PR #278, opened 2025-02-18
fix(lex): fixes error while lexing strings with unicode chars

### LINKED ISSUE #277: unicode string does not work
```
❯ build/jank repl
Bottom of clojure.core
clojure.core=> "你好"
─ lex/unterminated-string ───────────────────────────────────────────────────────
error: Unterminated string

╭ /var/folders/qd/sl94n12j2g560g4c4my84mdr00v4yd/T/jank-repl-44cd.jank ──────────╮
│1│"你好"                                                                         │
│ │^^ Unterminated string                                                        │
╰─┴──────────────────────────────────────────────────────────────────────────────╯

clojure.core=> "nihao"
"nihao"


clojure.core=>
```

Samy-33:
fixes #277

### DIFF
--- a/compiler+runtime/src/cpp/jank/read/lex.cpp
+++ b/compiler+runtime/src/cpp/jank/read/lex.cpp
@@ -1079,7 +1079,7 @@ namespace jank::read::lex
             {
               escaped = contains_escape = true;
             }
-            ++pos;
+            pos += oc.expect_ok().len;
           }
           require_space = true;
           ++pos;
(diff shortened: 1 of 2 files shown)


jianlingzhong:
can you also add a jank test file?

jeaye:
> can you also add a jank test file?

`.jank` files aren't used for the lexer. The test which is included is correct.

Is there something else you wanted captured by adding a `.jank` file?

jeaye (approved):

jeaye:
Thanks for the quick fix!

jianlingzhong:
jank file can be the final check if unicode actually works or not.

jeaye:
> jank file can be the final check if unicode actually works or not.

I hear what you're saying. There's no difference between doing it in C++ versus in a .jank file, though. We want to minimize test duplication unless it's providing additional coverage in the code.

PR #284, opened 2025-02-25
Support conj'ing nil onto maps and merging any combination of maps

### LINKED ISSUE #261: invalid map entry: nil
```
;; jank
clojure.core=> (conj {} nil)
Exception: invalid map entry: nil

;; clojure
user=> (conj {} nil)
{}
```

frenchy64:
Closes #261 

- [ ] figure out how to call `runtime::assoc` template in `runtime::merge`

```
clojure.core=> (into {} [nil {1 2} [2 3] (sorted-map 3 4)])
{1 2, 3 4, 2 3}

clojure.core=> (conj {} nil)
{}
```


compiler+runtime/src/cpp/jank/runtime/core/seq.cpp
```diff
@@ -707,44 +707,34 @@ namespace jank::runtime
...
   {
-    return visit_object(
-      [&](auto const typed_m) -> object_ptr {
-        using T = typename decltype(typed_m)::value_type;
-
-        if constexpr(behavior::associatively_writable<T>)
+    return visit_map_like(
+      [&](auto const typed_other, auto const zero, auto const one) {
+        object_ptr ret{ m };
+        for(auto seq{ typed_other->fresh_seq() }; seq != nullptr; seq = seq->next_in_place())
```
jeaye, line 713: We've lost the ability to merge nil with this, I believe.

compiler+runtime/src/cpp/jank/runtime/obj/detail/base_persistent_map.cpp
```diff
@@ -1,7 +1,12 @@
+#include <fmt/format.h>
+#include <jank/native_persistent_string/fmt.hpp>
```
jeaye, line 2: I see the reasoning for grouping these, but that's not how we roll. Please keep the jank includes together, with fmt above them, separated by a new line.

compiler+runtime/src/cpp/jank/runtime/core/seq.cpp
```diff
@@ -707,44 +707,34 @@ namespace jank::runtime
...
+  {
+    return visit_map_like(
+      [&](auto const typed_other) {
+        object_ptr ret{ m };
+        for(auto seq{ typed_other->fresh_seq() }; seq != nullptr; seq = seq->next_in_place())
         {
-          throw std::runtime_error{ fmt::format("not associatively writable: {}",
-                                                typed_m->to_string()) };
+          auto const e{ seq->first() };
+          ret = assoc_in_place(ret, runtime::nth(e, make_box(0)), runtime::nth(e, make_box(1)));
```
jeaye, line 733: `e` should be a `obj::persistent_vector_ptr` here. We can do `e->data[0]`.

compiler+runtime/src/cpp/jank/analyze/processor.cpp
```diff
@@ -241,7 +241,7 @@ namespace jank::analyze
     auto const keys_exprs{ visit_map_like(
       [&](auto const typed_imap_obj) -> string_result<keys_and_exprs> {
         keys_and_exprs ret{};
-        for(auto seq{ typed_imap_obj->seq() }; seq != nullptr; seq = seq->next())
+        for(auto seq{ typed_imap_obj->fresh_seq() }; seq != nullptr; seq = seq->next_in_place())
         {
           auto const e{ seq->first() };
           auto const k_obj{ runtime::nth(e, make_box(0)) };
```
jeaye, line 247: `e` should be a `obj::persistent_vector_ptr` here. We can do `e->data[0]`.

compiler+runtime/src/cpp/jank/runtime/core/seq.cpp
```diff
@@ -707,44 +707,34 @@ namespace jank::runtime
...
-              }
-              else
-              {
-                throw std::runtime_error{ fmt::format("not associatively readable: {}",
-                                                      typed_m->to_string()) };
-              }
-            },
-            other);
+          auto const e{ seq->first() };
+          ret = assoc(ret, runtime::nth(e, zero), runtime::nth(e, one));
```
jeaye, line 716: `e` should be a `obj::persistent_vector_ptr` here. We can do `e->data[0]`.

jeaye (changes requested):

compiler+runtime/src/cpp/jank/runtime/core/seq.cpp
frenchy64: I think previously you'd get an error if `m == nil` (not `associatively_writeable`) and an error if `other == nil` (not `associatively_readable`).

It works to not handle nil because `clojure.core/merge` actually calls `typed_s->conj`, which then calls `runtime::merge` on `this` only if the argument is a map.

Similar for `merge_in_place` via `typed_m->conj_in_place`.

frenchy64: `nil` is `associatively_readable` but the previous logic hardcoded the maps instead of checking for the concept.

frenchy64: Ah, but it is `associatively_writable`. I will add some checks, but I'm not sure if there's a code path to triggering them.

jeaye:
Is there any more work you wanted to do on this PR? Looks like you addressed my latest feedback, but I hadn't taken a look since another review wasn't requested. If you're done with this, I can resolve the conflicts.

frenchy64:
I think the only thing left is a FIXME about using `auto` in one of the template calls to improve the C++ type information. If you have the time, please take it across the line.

——

## AIM OF THE EXERCISE
Report each line of the material in which the string "jeaye" occurs.

## ANSWER SECTION
jeaye:
jeaye (approved):
jeaye:
jeaye:
jeaye, line 713: We've lost the ability to merge nil with this, I believe.
jeaye, line 2: I see the reasoning for grouping these, but that's not how we roll. Please keep the jank includes together, with fmt above them, separated by a new line.
jeaye, line 733: `e` should be a `obj::persistent_vector_ptr` here. We can do `e->data[0]`.
jeaye, line 247: `e` should be a `obj::persistent_vector_ptr` here. We can do `e->data[0]`.
jeaye, line 716: `e` should be a `obj::persistent_vector_ptr` here. We can do `e->data[0]`.
jeaye (changes requested):
jeaye:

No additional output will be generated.